Alec Wong

Professional Experience

Progressive Casualty Insurance – Lead Data Analyst

2019 - Present | 2022 - Present (at Lead level)

Highlighted role achievements

  • Replaced tabular estimation of core team metrics with statistical models, reducing run-time and providing a framework to interpret variable effects and model parsimony.
  • Modeled claims adjuster productivity using zero-inflated negative binomial GLM using R package pscl as well as non-linear mixed-effects modeling with R package brms, developing theory for an alternative staffing criterion.
  • Forecasted risk of when claim ID numbers might exceed limits using Bayesian generalized linear regression with R package rstanarm, providing a recommended date for the start of a large-scale effort to increase claim ID size.
  • Increased efficiency by approximately 80 FTE using a data pipeline in python to quantify auto inspector drive times using location information and Google Maps Distance Matrix API.
  • Improved team efficiency by creating an interactive framework in the form of a web application for comparing adjustments to our staff model, abstracting a previously labor-intensive manual process.
  • Recast central team SQL dataset using delta compression to reduce storage size by over 5x and reduce analyst time spent writing lengthy and repetitive queries.
  • Experienced in several SQL frameworks (TSQL, DB2, Snowflake, SQLite, duckdb) creating complex queries joining several tables each with hundreds of millions of records.

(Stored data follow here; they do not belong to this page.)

PR #2120, opened 2016-09-19
ignore template filename in string representation

xabbuh:
Adding the template filename to the node attributes changes the node's string representation. This breaks the behaviour of the `hasElement()` of the `Twig_Node_Expression_Array` class.

I am not sure if this is really the best way to fix it or if we shouldn't rather introduce a different property to store the filename instead.


fabpot:
see #2122

PR #4371, opened 2024-10-01
Allow running CI on all branches

HypeMC:
This allows contributors to verify if the CI passes on their forks before opening a PR.


fabpot:
Thank you @HypeMC.

PR #4372, opened 2024-10-02
Clarify docs for some operators

### LINKED ISSUE #3922: The documentation for the `<=>` operator is missing
Except if I miss something, there is no documentation for the `<=>` operator even though it is mentioned in both Twig 2 and 3 documentation:

https://twig.symfony.com/doc/2.x/templates.html#expressions
https://twig.symfony.com/doc/3.x/templates.html#expressions

fabpot:
Closes #3922

### DIFF
--- a/doc/templates.rst
+++ b/doc/templates.rst
@@ -727,35 +727,26 @@ You can combine multiple expressions with the following operators:
 Comparisons
 ~~~~~~~~~~~
 
-The following comparison operators are supported in any expression: ``==``,
-``!=``, ``<``, ``>``, ``>=``, and ``<=``.
+The following mathematical comparison operators are supported in any
+expression: ``==``, ``!=``, ``<``, ``>``, ``>=``, and ``<=``.
 
-Check if a string ``starts with`` or ``ends with`` another string:
+Spaceship Operator
+~~~~~~~~~~~~~~~~~~
 
-.. code-block:: twig
-
-    {% if 'Fabien' starts with 'F' %}
-    {% endif %}
-
-    {% if 'Fabien' ends with 'n' %}
-    {% endif %}
-
-Check that a string contains another string via the containment operator (see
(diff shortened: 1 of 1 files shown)


doc/templates.rst
```diff
@@ -727,31 +727,15 @@ You can combine multiple expressions with the following operators:
...
-    `regular expressions`_:
-
-    .. code-block:: twig
-
-        {% if phone matches '/^[\\d\\.]+$/' %}
-        {% endif %}
+Iterator Operators
+~~~~~~~~~~~~~~~~~~
 
 Check that a sequence or a mapping ``has every`` or ``has some`` of its
```
stof: Maybe we should document that `has every` returns `true` for an empty iterable and `has some` returns `false`

stof: should this talk about iterable instead of `sequence or mapping` ?

doc/templates.rst
```diff
@@ -727,31 +727,15 @@ You can combine multiple expressions with the following operators:
 Comparisons
 ~~~~~~~~~~~
 
-The following comparison operators are supported in any expression: ``==``,
-``!=``, ``<``, ``>``, ``>=``, and ``<=``.
+The following mathematical comparison operators are supported in any
+expression: ``==``, ``!=``, ``<``, ``>``, ``>=``, ``<=``, and ``<=>``.
```
stof: should the spaceship operator be considered a mathematical operator ?

doc/templates.rst
fabpot: Done

fabpot: Done

doc/templates.rst
fabpot: I've created a specific section for the spaceship operator.

stof (approved):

Contributions additional to role

  • Top 3 finalist in the 2024 Inviztational, a company-wide visualization challenge, to present on January 7 2025 a dynamic visualization displaying satellite imagery of hurricanes over their lifespan.
  • Developed and taught a curriculum for a dual R and Python course to 25 attendees over a 9 month period.
  • Enforced code best-practices, introduced collaborative git workflows to our team, and checked critical code into Github repositories.
  • Developed several R and python packages including tools to eliminate boilerplate in SQL connections, extend ggplot2 with a company color palette, and other miscellaneous functions.
  • Spent over 100 hours between 2021 and 2024 providing one-on-one support to analysts all over the company supporting R, Python, and SQL questions.
  • Led bi-weekly R Clinic support sessions as the R SME for Progressive (ongoing).
  • Assisted in testing of Posit corporate productivity software, as well as an in-house python cloud platform.
  • Won 2nd place in SPrize 2021, a company-wide predictive modeling challenge, involving over 15 teams.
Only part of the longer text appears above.